In the above clip, Peter Singer pretends that his call for allowing infanticide is merely about preventing the suffering of infants with ultimately terminal conditions, and limited to situations in which a decision has been made by parents and doctors to let them die by withdrawing life-extending medical treatment. At that point, he says, he supports taking actions to end their lives “swiftly and humanely” since they are going to die within a relatively short time anyway after a miserable life. And he can’t understand why disability rights groups would oppose such humane ideas when they should support eliminating the suffering of their doomed brothers and sisters.
But that is lying by omission. Singer believes infants are not persons and thus, do not have a right to life. But knowing most people would not support killing “normal” infants, he uses examples of killing a disabled baby to promote the morality of infanticide based on utilitarian equations. And this is a very calculated strategy to make the odious concept more palatable (which it shouldn’t) to general society.
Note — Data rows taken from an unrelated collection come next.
PR #527, opened 2020-06-16
Open exhale pinch valve to 0.3 during PIP.

jlebar:
<git-pr-chain>

#### Commits in this PR
1. Open exhale pinch valve to 0.3 during PIP.
    
    Rather than leaving it fully closed.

Indeed, he has written in support of killing babies with non lethal disabling conditions, not to alleviate otherwise unending misery, but to benefit parents and siblings. In Practical Ethics,for example, he argued that hemophiliac babies can be killed to benefit the life of a hypothetical future sibling—even if the killed infant could have been happy had he been allowed to live:
When the death of a disabled infant will lead to the birth of another infant with better prospects of a happy life, the total amount of happiness will be greater if the disabled infant is killed. The loss of happy life for the first infant is outweighed by the gain of a happier life for the second. Therefore, if killing the hemophiliac infant has no adverse effect on others, it would according to the total view, be right to kill him.
In Rethinking Life and Death he argued in favor of allowing babies with Down syndrome to be killed—based on the burden of care for the parents—not on an unlivable suffering life for the baby, using euphemistic language to soften the cold harshness of his beliefs:
Both for the sake of ‘our children’...and for our own sake, we may not want a child to start on life’s uncertain voyage if the prospects are clouded. When this can be known at a very early stage of the voyage we may still have a chance to make a fresh start. This means detaching ourselves from the infant who has been born, cutting ourselves free before the ties that have already begun to bind us to our child have become irresistible. Instead of going forward and putting all our efforts into making the best of the situation, we can still say no, and start again from the beginning.
In the same book he states that the life of a mackerel is equivalent to that of a baby:
Since neither a newborn human infant nor a fish is a person, the wrongness of killing such beings is not as great as the wrongness of killing a person.
Disability rights groups disdain Singer’s views—as should we all—because he harnesses antipathy toward disability in the cause of supplanting human exceptionalism and the Judeo/Christian ethic—in the entirely secular sense, as he admits—with a broader utilitarian transformation of society that would destroy universal human rights. We should never let him disingenuously attempt to pretend that he is not seeking just such a radical and oppressive transformation of society.
Oh yes: Disability rights activists do oppose letting babies die by non treatment because they will be disabled. That is why, for example, they oppose futile care theory. So, once again, Singer lied by omission.